PR #652, opened 2018-01-18
remove berk atomic.h and use comdb2_atomic.h

adizaimi:
We have multiple occurences of atomic operations, so I am removing one of them, berkeley atomic.h and dependences on it, in favor of comdb2_atomic.h


adizaimi:
Thank you Mike.

PR #653, opened 2018-01-18
Fix random 'Error in sending back data' from server

mohitkhullar:
Server would randomly give error: 'Error in sending back data' on sp trace/debug


mohitkhullar:
Thanks Lingzhi

nirbhayc:
https://gist.github.com/nirbhayc/286de66f15bde2dedcb8c5dae9fea989

PR #655, opened 2018-01-18
Az refactor more

adizaimi:
* Refactor newsql_connect to not have confusing goto jump
* error check @host capability when port keyword is missing
* return error when can't parse the @host line
*  add test for --host node:port which is supported


markhannum:
Looks fine- okay to merge

adizaimi:
Thank you Mark.

PR #661, opened 2018-01-23
Test: Fix cdb2api.test

nirbhayc:
ORDER BY over datetime dbstore="CURRENT_TIMESTAMP" column could return rows in different order.


ldennis:
`select i from t1 order by d1, i desc` instead? so we can at least check the datetime "CURRENT_TIMESTAMP" is non-decreasing

nirbhayc:
> select i from t1 order by d1, i desc instead? so we can at least check the datetime "CURRENT_TIMESTAMP" is non-decreasing

Point taken!

nirbhayc:
Thanks @ldennis

PR #662, opened 2018-01-23
Cdb2 setinfo clean

markhannum:
Send some additional information to the server: the client's argv0, and the calling backtrace of the thread which called 'cdb2_open'.


markhannum:
don't understand why there are 19 commits instead of 1 .. maybe i need to re-fork?

markhannum:
Yup- you're right .. we should add to jdbc

markhannum:
Yup- you're right .. we should add this to jdbc

adizaimi:
Is there argv0 for orange?

markhannum:
Reviewed with Mike today.  Fixed plenty- this should be okay to merge now.

markhannum:
It was embarrassing that the review was as useful as it was ..

PR #663, opened 2018-01-25
cdb2api unit test

adizaimi:
This checkin adds a unit test for cdb2api.
It currently only checks a small number of the functions in cdb2api for behavior, much more work is needed to have the other many functions checked. 
It is a starting point where we can add incrementally tests independently for each function.


cdb2api/cdb2api_priv.h
```diff
@@ -0,0 +1,141 @@
+/*
```
riverszhang89: You don't need to do this. Just `#include "cdb2api.c"` in your unit tests.

adizaimi: Well, the point is to stub out functions that any given function needs. If I include cdb2api.c, there would be duplicate function defined.
Coincidentally, in this case (get_comdb2db_hosts) I dont use hndl so i could have done without this change, but other functions will need to verify variables in it.

mohitkhullar: Can't we have whatever is needed for unit tests in the actual cdb2api.c functions #ifdefs?

PR #664, opened 2018-01-25
fix print statement

markhannum:
Fix a simple print-format error


markhannum:
ADI SAYS THIS IS COOL

akshatsikarwar:
IS IT THOUGH

PR #665, opened 2018-01-25
Destroy durable lsn mutex in __dbenv_close instead of __dbenv_refresh

mohitkhullar:
__dbenv_refresh is called in __dbenv_open before init mutex is done


mohitkhullar:
thanks

PR #666, opened 2018-01-25
Pmux close unix socket

markhannum:
Fixes to pmux designed to address security issues found in SDSK 843638697 (an internal Bloomberg ticket).


markhannum:
Thanks Nirbhay!

PR #667, opened 2018-01-25
pmux rte fix

adizaimi:
rte request will cause fd to be unwatched and next request can incorrectly access memory causing a pmux crash. This pr fixes that by checking for closed fd.


markhannum:
Reviewed with Adi yesterday - okay to merge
====================
Copy every line of the material above in which the word "order" appears.

ORDER BY over datetime dbstore="CURRENT_TIMESTAMP" column could return rows in different order.
`select i from t1 order by d1, i desc` instead? so we can at least check the datetime "CURRENT_TIMESTAMP" is non-decreasing
> select i from t1 order by d1, i desc instead? so we can at least check the datetime "CURRENT_TIMESTAMP" is non-decreasing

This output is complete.